• _Task instructions_
A single number is the whole answer: the count of lines in these entries that hold "writer".

• _Record extracts_
○ ○ ○ ○ ○ ○ ○

PR #5687, opened 2024-01-31
chore(ci): change several checks to only run on main branch

edvald:


vvagaytsev (approved):
Looks good, thank you!

Was the intention to run tests only on a single VM? Now we do it only for `vm-1.23-minikube` - the oldest supported k8s version. Was that done intentionally?

We could use the latest supported version, but we do run `test-plugins` with that version already.

.circleci/continue-config.yml
```diff
@@ -1168,7 +1168,7 @@ workflows:
           <<: *only-prs
           requires: [build-dist-linux-windows]
       - test-windows:
-          <<: *only-internal-prs
+          <<: *only-main
```
stefreak, line 1171: At the moment we are not running tests on main at all; We are running them in the merge queue. Is only-main the right one here? I guess we need to run these on the merge queue, instead of main.

stefreak: The problem with only running them in the merge queue is that it's tricky to find which particular test caused the merge queue to fail; That's a limitation of CircleCI's UI and the fact that we are cancelling the workflow when any test fails.

vvagaytsev (changes requested):
There is an [open discussion](https://github.com/garden-io/garden/pull/5687#discussion_r1474353728). Let's resolve it before merging.

stefreak:
I'd like to avoid making this change, if possible. If the tests are not flaky, waiting for 20 minutes is not that big of a deal IMO. Enforcing the tests was very effective at fighting flakyness, because it made flakes more miserable and because of that we eliminated them mostly.

A really effective tool at making our CI more productive would be caching; E.g. if tests passed in PR, it would be nice they would not re-run in the Merge queue.

PR #5688, opened 2024-01-31
fix(cli): only overwrite terminal writer if using Ink

eysi09:

Before this fix, we'd reset the terminal writer type after initialising the command at the CLI level.

That's basically fine in and off itself except that it broke the test logger and overwrote the settings we use there.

○ ○ ○ ○ ○ ○ ○

• _The completed task_
2